> **DATASET CONTENT**:

:::

PR #712, opened 2024-06-24
Custom theme colors

Deterous:
Extends Purple theme to allow for any custom foreground and background colors.
Remains a hidden feature.


MPF.UI/Themes/CustomTheme.cs
```diff
@@ -0,0 +1,276 @@
...
+                }
+            }
+
+            return true;
+        }
+
+        /// <summary>
+        /// Converts string hex to int hex
+        /// </summary>
+        private static byte HexToHex(string? hex)
```
mnadareski, line 121: Please convert each of the switches to a call to a helper method that gets the value and just have it multiply by 16 for the first one. You can also probably consolidate the switches in the new syntax:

:::

> **TASK REQUIREMENTS**: Retype the whole listing without changing anything.

> **RESPONSE TO THIS EXERCISE**:
PR #712, opened 2024-06-24
Custom theme colors

Deterous:
Extends Purple theme to allow for any custom foreground and background colors.
Remains a hidden feature.


MPF.UI/Themes/CustomTheme.cs
```diff
@@ -0,0 +1,276 @@
...
+                }
+            }
+
+            return true;
+        }
+
+        /// <summary>
+        /// Converts string hex to int hex
+        /// </summary>
+        private static byte HexToHex(string? hex)
```
mnadareski, line 121: Please convert each of the switches to a call to a helper method that gets the value and just have it multiply by 16 for the first one. You can also probably consolidate the switches in the new syntax:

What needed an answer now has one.